Collected data entries
PR #412, opened 2016-09-07
EQC projection doc

julien2512:
Here is my second test, I think it will be accepted.
The references I used for are :
https://github.com/OSGeo/proj.4/blob/master/docs/old/libproj.pdf
ftp://ftp.ams.org/pub/tex/doc/amsmath/amsldoc.pdf
make html ;)

Tell me if it's ok, then I will make more.

I have a first question : in proj4 source code, there an optionnal \phi_0 that do not appear in the old documentation formula, but only in the parameters.
May I fix it in the new docs ?

It leads me to a second question about the png generated in that page.
There is "+eqc", but it does not show the parameters [+lat 0= | +lat ts=] as in the old documentation.
How can I improve it ?

### DIFF
--- a/docs/source/projections/eqc.rst
+++ b/docs/source/projections/eqc.rst
@@ -8,3 +8,23 @@ Equidistant Cylindrical (Plate Caree)
    :scale: 50%
    :alt:   Equidistant Cylindrical (Plate Caree)  
 
+The simplist of all projections. Standard parallels (0° when omitted) may be specified that determine latitude of true scale (k=h=1).
+
+.. math::
+
+   x = \lambda cos \phi_{ts}
+
+.. math::
+
+   y = \phi
+
+Reverse operation :
+
+.. math::
+
+   \lambda = x / cos \phi_{ts}
+
+.. math::
+
+   \phi = y
+
--- a/docs/source/projections/eqc.rst
+++ b/docs/source/projections/eqc.rst
@@ -12,11 +12,11 @@ The simplist of all projections. Standard parallels (0° when omitted) may be sp
 
 .. math::
 
-   x = \lambda cos \phi_{ts}
+   x = \lambda \cos \phi_{ts}
 
 .. math::
 
-   y = \phi
+   y = \phi - \phi_0
 
 Reverse operation :
 
@@ -26,5 +26,5 @@ Reverse operation :
 
 .. math::
 
-   \phi = y
+   \phi = y + \phi_0
 
--- a/docs/source/projections/merc.rst
+++ b/docs/source/projections/merc.rst
@@ -8,3 +8,87 @@ Mercator
    :scale: 50%
    :alt:   Mercator  
 
+Scaling may be specified by either the latitude of true scale (:math:`\phi_{ts}`) or setting :math:`k_0` with :math:`+k=` or :math:`+k_0=`.
+
+The spherical form :
+
+.. math::
+
+   x = k_0 \lambda
+
+.. math::
+
+   y = k_0 * \ln( \tan(\pi/4 + \phi/2))
+
+.. math::
+
+   k_0 = \cos(\phi_{ts})
+
+The spherical form's reverse operation :
+
+.. math::
+
+   \lambda = x/k_0
+
+.. math::
+
+   \phi = \pi/2 - 2 \arctan(e^{-y/k_0})
+
+.. math::
+
+   k_0 = \cos(\phi_{ts})
+
+
+The elliptical form :
+
+.. math::
+
+   x = k_0 \lambda
+
+.. math::
+
+   y = k_0 \ln(t(\phi))
+
+.. math::
+
+   k_0 = m(\phi_{ts})
+
+The elliptical form's reverse operation :
+
+.. math::
+
+  \lambda = x / k_0
+
+.. math::
+
+  \phi = t^{-1} (e^{-y/k_0})
+
+where :math:`t()` is the isometric latitude kernel function :
+
+.. math::
+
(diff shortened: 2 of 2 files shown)


rouault:
Yes I think it makes sense to update the formulas to take into account phi_0.

(note: A bit out of scope of this PR, but would probably be good to have some generic intro page for all projections to present the naming conventions of all those common variables. I had no idea what k and h meant until I found paragraph "3.8.1 Scale factors")

docs/source/projections/eqc.rst
```diff
@@ -8,3 +8,23 @@ Equidistant Cylindrical (Plate Caree)
    :scale: 50%
    :alt:   Equidistant Cylindrical (Plate Caree)  
 
+The simplist of all projections. Standard parallels (0° when omitted) may be specified that determine latitude of true scale (k=h=1).
+
+.. math::
+
+   x = \lambda cos \phi_{ts}
```
QuLogic: I believe `\cos` should be possible here.

hobu: Not specific to @julien2512's contribution (it is greatly appreciated!), but this highlights the tricky part about this endeavor -- it is really easy to miss math symbols when porting things over.

hobu:
@kbevers's plotting script is now merged into `./docs/plot/plot.py` but it will need to be updated to a little bit to make it convenient to replace a single image.

kbevers:
> but it will need to be updated to a little bit to make it convenient to replace a single image.

Yeah, I have a few ideas on how to do that. I will get to it soon(ish). Among other things I want to be able to define an area of interest. For most projections it is fine to just plot the whole world, but in some cases projections are only valid for a certain area. Eventually we will probably also want to have more than one image in the docs for a particular projection. I'll make some sort json-setup file where you can set the proj-string, area, filename, etc.  The plotting script can then parse that and make better figures for the doc-pages.

julien2512:
@rouault @QuLogic  done. Thank you for the feedback ! I will start other projections soon.

@kbevers  Is there a way to get your settings from the rst file in a comment or something rather than an other json-setup file ? It can be more convenient !

kbevers:
I don't know. There might be some magic in sphinx that can do that. For now I would rather keep it simple and just have it in one file. Don't want to over-engineer this from the start :)

julien2512:
Yes you are right, it is better to make it works !
I had a look in sphinx doc, but can't really stand how to do it... I though you were an expert ! ;)

julien2512:
Dear all,

I tryed myself on tmerc projection (see the pull request).

It's harder than eqc and I ve got many asks :
- the formula on https://github.com/OSGeo/proj.4/blob/master/docs/old/libproj.pdf do not exactly match the proj4 formula. I meant PI - 2 arctan became PI/2 - 2 arctan in proj4 sources
- there is two totally different mercator projection (spherical and elliptical) but defined in the same class. It ends with a hard page full of maths.
- the elliptical formula uses math functions like the isometric latitude kernel function which might be use in other projections.
- I can't understand the first sentence : "Scaling may be specified by either the latitude of true scale (φ ts ) or setting k 0 with +k= or +k 0=.". May it be "... or setting k_0" ?

julien2512:
@hobu You seems to have make tmerc already !
So I will try to match your template for the eqc projection ... and start an other pull request again.

hobu:
Please let developers close pull requests so we know if stuff has been merged or not.

> the formula on https://github.com/OSGeo/proj.4/blob/master/docs/old/libproj.pdf do not exactly match the proj4 formula. I meant PI - 2 arctan became PI/2 - 2 arctan in proj4 sources

That's curious and should be investigated further.

kbevers:
I noticed that as well when I wrote the Mercator documentation. The libproj text is wrong. Snyder's book is in agreement with the implementation in proj4. I am sure you can find other sources as well. The docs on proj4.org uses formula from Snyder.

kbevers:
http://mathworld.wolfram.com/MercatorProjection.html uses the same formula as Snyder (more or less...). Just for fun, I also derived the formula on paper and I get the same result. I am now 100% certain that the spherical inverse mercator function is correct. And the docs reflect what's in the code.

julien2512:
Thank you.
I won't close pull requests any more !
Eventhough, I need this one  to be  close in  order  to push eqc matching
the projection doc  template.

On an other side, I understand the new doc  will respect the  proj4
implémentation, but we may loose  information from the  old docs. If so, I
can  put  it on wikipedia as I do with eqc. As an example, I have set extra
link on their page to the  new doc for eqc. Is there any rule between
wikipedia and OSGeo ? (I see a page on osgeo.fr named "wikipedia links").

Le 13 sept. 2016 4:57 PM, "Kristian Evers" notifications@github.com a
écrit :

http://mathworld.wolfram.com/MercatorProjection.html uses the same formula
as Snyder (more or less...). Just for fun, I also derived the formula on
paper and I get the same result. I am now 100% certain that the spherical
inverse mercator function is correct. And the docs reflect what's in the
code.

—
You are receiving this because you modified the open/close state.
Reply to this email directly, view it on GitHub
https://github.com/OSGeo/proj.4/pull/412#issuecomment-246709803, or mute
the thread

kbevers:
> Eventhough, I need this one  to be  close in  order  to push eqc matching
> the projection doc  template.

Just create a new branch, make your changes and put up another PR on the new branch.

julien2512:
@kbevers  Thank you, i will do it the day after tomorrow (edit ;) ).

julien2512:
@hobu I do not close it on purpose this time /) It was automatic after the branch deletion on my repo.

The new pull request is done :) !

INSTRUCTIONS TO FOLLOW — Whenever the word "operation" shows up in a line of the entries above, copy that line.

TASK RESULT —
+Reverse operation :
 Reverse operation :
@@ -26,5 +26,5 @@ Reverse operation :
+The spherical form's reverse operation :
+The elliptical form's reverse operation :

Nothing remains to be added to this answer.